WPB Officially Reclaims Digital Domain Land

WPB Mayor Jeri Muoio talking to news media today after making it official:

 

The deal is signed, sealed and delivered by the Mayor.

The land once again belongs to the City

Read the entire agreement by clicking the link below.

 

Watch as Mayor Muoio heads over to file the official paperwork:

(West Palm Beach, FL) – Less than two months after Digital Domain filed bankruptcy, the land that was conditionally given to the digital effects company is back in City of West Palm Beach hands.

Earlier today, West Palm Beach Mayor Jeri Muoio personally filed the Deed to the property with the county clerk’s office, making it official.

The so-called “tent site” was given to Digital Domain in 2010 for the purpose of constructing a new headquarters for the company and a home for the new FSU digital animation program. Once the company filed bankruptcy and was unable to fulfill it commitments, a clause in the 2010 agreement required the land be returned.

“We have always had the facts and the law on our side. Getting the land  back this quickly proves beyond a shadow of a doubt that our agreement, from day one, was crystal clear and legally binding,” said West Palm Beach Mayor Jeri Muoio.

“It is almost unheard of to settle a bankruptcy case like this so quickly.  Some self-appointed experts, knowing little about this case, expressed doubts. But the people involved in this case who knew the facts firsthand all agreed.  The land must be returned to the City,” said Muoio.

“In less than two months, the City got its property back. That is a testament to the good legal work that was done by the City and the City’s attorneys at the time the deal was done and the property was conveyed to Digital Domain,” said Robert Furr, a noted bankruptcy attorney in South Florida and member of the City’s legal team. “It is a remarkable result to get something back in 60 days in court today in this country.”

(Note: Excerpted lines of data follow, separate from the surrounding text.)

PR #491, opened 2020-05-25
Support dependency cycles when determining scope

ferozco:
## Before this PR
We would cause a stack overflow when attempting to determine the scope of a given dependency. This was caused because we would perform a DFS without short circuiting to find direct dependencies.

Example exception:
```
Caused by: java.lang.StackOverflowError
        at com.google.common.collect.RegularImmutableMap.get(RegularImmutableMap.java:122)
        at com.palantir.gradle.versions.DirectDependencyScopes.getScopeFor(DirectDependencyScopes.java:40)
        at com.palantir.gradle.versions.VersionsLockPlugin.lambda$getScopeRecursively$46(VersionsLockPlugin.java:780)
        at com.palantir.gradle.versions.VersionsLockPlugin.getScopeRecursively(VersionsLockPlugin.java:786)
        at com.palantir.gradle.versions.VersionsLockPlugin.lambda$getScopeRecursively$46(VersionsLockPlugin.java:784)
        at com.palantir.gradle.versions.VersionsLockPlugin.getScopeRecursively(VersionsLockPlugin.java:786)
```

## After this PR
==COMMIT_MSG==
Properly handle cycles in the dependency graph when determining scope
==COMMIT_MSG==

TODO:
 - still need to investigate why we are discovering a different scope for dependencies in tests

## Possible downsides?
N/A

### DIFF
--- a/src/main/java/com/palantir/gradle/versions/VersionsLockPlugin.java
+++ b/src/main/java/com/palantir/gradle/versions/VersionsLockPlugin.java
@@ -797,7 +797,7 @@ public class VersionsLockPlugin implements Plugin<Project> {
             // If the dependency came from a project, then the requested ModuleIdentifier should be in the
             // edgeScopes. Otherwise, recurse until we find a project dependent.
             Optional<GcvScope> maybeScope = directDependencyScopes.getScopeFor(requestedModule);
-            if (dependent.getFrom().getId() instanceof ProjectComponentIdentifier && maybeScope.isPresent()) {
+            if (dependent.getSelected().getId() instanceof ProjectComponentIdentifier && maybeScope.isPresent()) {
                 discoveredScopes.add(maybeScope.get());
                 continue;
             }
@@ -809,6 +809,8 @@ public class VersionsLockPlugin implements Plugin<Project> {
         GcvScope scope = discoveredScopes.stream()
                 .min(GCV_SCOPE_COMPARATOR)
                 .orElseThrow(() -> new RuntimeException("Couldn't determine scope for dependency: " + component));
+
+        scopeCache.put(component, scope);
         for (ResolvedDependencyResult traversedComponent : traversedComponents) {
             log.warn("updating transitive {} {}", component, traversedComponent);
             scopeCache.put(traversedComponent.getFrom(), scope);
--- a/src/main/java/com/palantir/gradle/versions/VersionsLockPlugin.java
+++ b/src/main/java/com/palantir/gradle/versions/VersionsLockPlugin.java
@@ -40,8 +40,10 @@ import java.io.PrintWriter;
 import java.io.StringWriter;
 import java.nio.file.Files;
 import java.nio.file.Path;
+import java.util.ArrayDeque;
 import java.util.Collection;
 import java.util.Comparator;
+import java.util.Deque;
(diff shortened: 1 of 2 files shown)


src/main/java/com/palantir/gradle/versions/VersionsLockPlugin.java
```diff
@@ -769,25 +772,49 @@ private static GcvScope getScopeRecursively(
...
+        Set<GcvScope> discoveredScopes = new HashSet<>(2);
+        while (!stack.isEmpty()) {
+            ResolvedDependencyResult dependent = stack.removeFirst();
+            if (dependent.isConstraint()
+                    || !(dependent.getRequested() instanceof ModuleComponentSelector)
+                    || traversedComponents.contains(dependent)) {
+                continue;
+            }
+
+            Optional<GcvScope> cachedValue = Optional.ofNullable(scopeCache.get(dependent.getFrom()));
```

The terms of the 2010 agreement between Digital Domain and the City required Digital Domain to fulfill several benchmarks. Those requirements were not met, triggering a protective clause that ordered the land be given back to the City.

As part of the bankruptcy settlement that returned the land to the City, all the parties agreed to give up any claims to the City’s property. In return, the City agree to give up any future claims against Digital Domain.

“In reality, we really didn’t give up anything,” said Mayor Muoio. “Digital Domain is bankrupt. Anything of any value has been auctioned off, and the rest is being picked over by a laundry list of creditors trying to salvage what they can.  Our only priority was getting the land back, and that is exactly what we did.”